== Segment start ==

PR #2273, opened 2026-07-06
render: per-axis lighting/resolve indirect-dispatch over occupied cells (#2256)

### LINKED ISSUE #2256: render: close the remaining yaw-vs-cardinal frame gap (per-axis lighting + scatter stages)

jakildev:
## Summary

Feeds the four per-axis GPU compute stages under continuous camera yaw —
`COMPUTE_VOXEL_AO`, `COMPUTE_SUN_SHADOW`, `LIGHTING_TO_TRIXEL`, and the
`RESOLVE_PER_AXIS_SCREEN_DEPTH` scatter pass — from the **#1961 compacted
occupied-cell list** via **indirect compute dispatch**, instead of sweeping the
full worst-case per-axis grid (`~(2W)(W+H)`) and skipping empty cells only with
an in-shader sentinel test (a workgroup per empty cell). This applies the
established indirect-compute-over-compacted-cells pattern (already shipping for
the voxel raster in `system_voxel_to_trixel.hpp`) to the per-axis lighting +
resolve stages the issue attributes the residual yaw-vs-cardinal frame gap to.

### Mechanism
- The #1961 per-axis cell compaction moves from `TRIXEL_TO_FRAMEBUFFER::beginTick`
  into `VOXEL_TO_TRIXEL_STAGE_1` (right after the per-axis stores, which fully
  write + image-barrier the per-axis distance canvases), so the compacted list is
  available to the four compute stages that run before the framebuffer.
- The cell buffers become `C_PerAxisTrixelCanvases`-owned RAII (same rotation-only
  lifecycle as the axis textures). Named resources can't resize and the buffers
  are shared across six systems, so the component is the correct owner.
- A cheap 3-thread `c_per_axis_cell_finalize` pass derives each axis's
  compute-indirect dispatch dims (`numGroupsX = divCeil(occupied, 256)`) from the
  final occupied count. It is split out of the compaction so that **hot full-grid
  scan stays barrier-free** — a cross-workgroup completion barrier there stalls
  every workgroup (a real self-regression, measured at **+30–60 ms** at zoom 8 in
  an earlier approach; removed here).
- GL + Metal in lockstep; each kernel keeps its (16,16,1) threadgroup and branches
  `perAxisRoute != 0` → 1-D indirect dispatch over the list, else the unchanged
  main-canvas 2-D path. No `metal_pipeline.cpp` threadgroup change.

## Correctness — cardinal byte-identity + yaw no-regression

The cardinal fast path is structurally untouched (per-axis canvases are released
at cardinals, so none of this code runs there). `shape_debug` `--auto-screenshot`,
`img_diff` mine vs merge-base:

- **Every cardinal / origin / LOD / yaw90 / yaw180 / yaw270 shot: `drift=0`
  (0.0000%, max Δ 0)** — byte-identical.
- **Only the two non-cardinal yaw45 shots move:** `zoom4_yaw45_inter_cardinal`
  `drift=24 (0.0007%, max Δ20)`, `zoom4_pan16_yaw45_pivot` `drift=4 (0.0001%,
  max Δ7)` — sub-0.001%, within the known **#2255** per-axis run-to-run
  nondeterminism floor. No dropped cells / unlit holes (visually inspected).

The occupied-cell test in the compaction (`rawDist < 0x7FFFFFFF`) is exactly the
empty-cell early-return the four stages already used, so dispatching over the
compacted list is output-equivalent by construction.

## Performance — honest note

On the local **macOS/Metal `macos-debug`** harness the change is **neutral**
(no regression): `IRPerfGrid --auto-profile 300 --zoom 8 --yaw 0.35` = **162.7 ms**
(GPU voxelStage1 141.7 ms) vs **164 ms** on master (143 ms), same-machine
min-of-runs; zoom 1 yaw = 11.5 ms both. The issue's regime (frame 13.8 ms,
voxelStage1 4.93 ms, where the per-axis lighting stages are a measurable ~6 ms
of the frame) does **not** reproduce on this debug build — here the voxel raster
is ~87% of the frame (Metal API validation inflates GPU dispatch in debug), so
the lighting-stage savings are within measurement noise at every zoom. The
optimization removes wasted per-axis compute invocations (occupied vs full grid);
the frame-time win materializes when the lighting stages are a meaningful fraction
of the frame. **Recommend perf validation on a release build / the Linux fleet
host** to confirm the win in the issue's regime.

## Notes for the reviewer
- Master advanced during authoring (the fog-cut PRs merged); `git merge-tree`
  confirms **no textual conflict** with this branch, and the branch is based on the
  `#2254`-stack merge-base. Screenshots are diffed against that base (uncontaminated
  by the fog PR).
- New shader `c_per_axis_cell_finalize.{glsl,metal}` — 3-thread pass, dispatched as
  3 threadgroups of the default (1,1,1), so no `threadgroupSizeForFunctionName` entry.

## Test plan
- [x] `fleet-build --target IRShapeDebug` / `IRPerfGrid` clean (macOS/Metal).
- [x] Cardinal shots byte-identical (`img_diff drift=0`); yaw45 within #2255 floor.
- [x] Per-axis path renders correctly at yaw (lit faces, no holes).
- [x] Same-machine perf A/B: neutral vs master (no regression); earlier
      barrier-based approach's +30–60 ms self-regression fixed via the finalize pass.
- [ ] **Linux/OpenGL cross-host smoke** (needs GL host).
- [ ] Perf win confirmation on a release build / GL host (issue's regime).

## Screenshots

<details>
<summary>zoom4_yaw45_inter_cardinal (per-axis path active — the change)</summary>

| Before (master) | After |
|--------|-------|
|  |  |

</details>

<details>
<summary>zoom4_pan16_yaw45_pivot (per-axis path active)</summary>

| Before (master) | After |
|--------|-------|
|  |  |

</details>

<details>
<summary>zoom8_origin (cardinal — byte-identical, per-axis off)</summary>

| Before (master) | After |
|--------|-------|
|  |  |

ROI crop (byte-identical):

| Before | After |
|--------|-------|
|  |  |

</details>

Closes #2256


jakildev (commented):
## Review — render: per-axis lighting/resolve indirect-dispatch over occupied cells (#2256)

**Verdict:** needs-fix

Feeds `COMPUTE_VOXEL_AO` / `COMPUTE_SUN_SHADOW` / `LIGHTING_TO_TRIXEL` / `RESOLVE_PER_AXIS_SCREEN_DEPTH` via indirect compute dispatch over the #1961 compacted occupied-cell list instead of the full worst-case per-axis grid, splitting a new `c_per_axis_cell_finalize` pass out of the compaction kernel to derive the dispatch dims without a hot-path barrier. Read every touched C++ system and both GLSL/Metal shader twins in full; verified barrier sequencing, buffer binding indices, struct layouts, RAII lifecycle, and GL/Metal parity — all correct. One real gap below.

### Needs-fix

- `engine/render/src/shaders/c_per_axis_cell_finalize.glsl:39-41` (mirrored in `metal/c_per_axis_cell_finalize.metal:27-29`) — `numGroupsX = divCeil(count, kPerAxisCellComputeTile)` is written as an **uncapped 1-D dispatch** (`numGroupsY = numGroupsZ = 1`). Every other place in this codebase that derives a GPU dispatch grid from a runtime count folds it into a capped 2-D grid instead: the CPU-side `voxelDispatchGridForCount()` (`engine/prefabs/irreden/render/voxel_dispatch_grid.hpp:26-36`) caps X at `kMaxDispatchGroupsX = 1024` and spills into Y, and the existing GPU-authored twin for the main voxel-compaction indirect args, `writeDispatchDims()` in `engine/render/src/shaders/c_voxel_visibility_compact.glsl:172-179`, does the identical `gx = max(min(count, 1024u), 1u); gy = ceil(count/gx)` fold. `c_per_axis_cell_finalize` is solving the exact same problem (derive an indirect dispatch grid from an atomic-append count) one file over, but skips the cap.
  - Not reachable at default config (`VoxelPoolConfig` edge 64 → 262K voxels total), but the pool edge is Lua-configurable with no ceiling (`voxel_pool_config.hpp`) — at `kPerAxisCellComputeTile = 256`, a per-axis canvas with more than `256 × 65535 ≈ 16.7M` occupied cells (reachable at, e.g., a 256-edge pool with a face fully populated on one axis) drives `numGroupsX` past the OpenGL-guaranteed minimum `GL_MAX_COMPUTE_WORK_GROUP_COUNT[0]` of 65535 — undefined dispatch behavior, silently dropped/corrupted cells, no error.
  - Suggested fix: either fold the finalize shader's dims into 2-D the same way `writeDispatchDims`/`voxelDispatchGridForCount` do, and add the matching `groupID.y * gridX` term to the four consumer kernels' flat-index recovery (`c_compute_voxel_ao.glsl`, `c_compute_sun_shadow.glsl`, `c_lighting_to_trixel.glsl`, `c_resolve_per_axis_screen_depth.glsl`), or document/assert the voxel-pool-edge ceiling this 1-D scheme assumes so a future config change fails loudly instead of silently.

### Nits

- `engine/render/include/irreden/render/ir_render_types.hpp:1226` — "The compaction writes a VoxelIndirectDispatchParams block (numGroupsX/Y/Z, visibleCount)" misattributes the write; per the actual code, `c_per_axis_cell_compact` only bumps `instanceCount` via atomic append — it's the separate `c_per_axis_cell_finalize` pass (added by this PR specifically to keep the compaction's hot scan barrier-free) that writes `numGroupsX/Y/Z`/`visibleCount`. Worth fixing so a future editor doesn't go looking for this write in the wrong kernel.
- `kPerAxisCellComputeTile = 256` (`ir_render_types.hpp:1236`) has no compile-time tie to the `local_size_x/y = 16` declared independently in the four consumer shaders (`c_compute_voxel_ao.glsl:30`, `c_compute_sun_shadow.glsl:9`, `c_lighting_to_trixel.glsl:15`, `c_resolve_per_axis_screen_depth.glsl:22`) across both GLSL and Metal. A future edit to any one kernel's group size without updating the shared constant would silently misalign the `groupId.x * tile + localIndex` cell recovery (skipped or duplicated cells) with no compiler/runtime diagnostic — worth a comment cross-referencing all the sync points, or a `static_assert` where feasible.

### Praise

== Segment end ==

#### PROBLEM DESCRIPTION:
Reproduce the entries above exactly, but only the lines between the line holding "the voxel raster in" and the line holding "stores, which fully", inclusive.

#### EXERCISE ANSWER:
the voxel raster in `system_voxel_to_trixel.hpp`) to the per-axis lighting +
resolve stages the issue attributes the residual yaw-vs-cardinal frame gap to.

### Mechanism
- The #1961 per-axis cell compaction moves from `TRIXEL_TO_FRAMEBUFFER::beginTick`
  into `VOXEL_TO_TRIXEL_STAGE_1` (right after the per-axis stores, which fully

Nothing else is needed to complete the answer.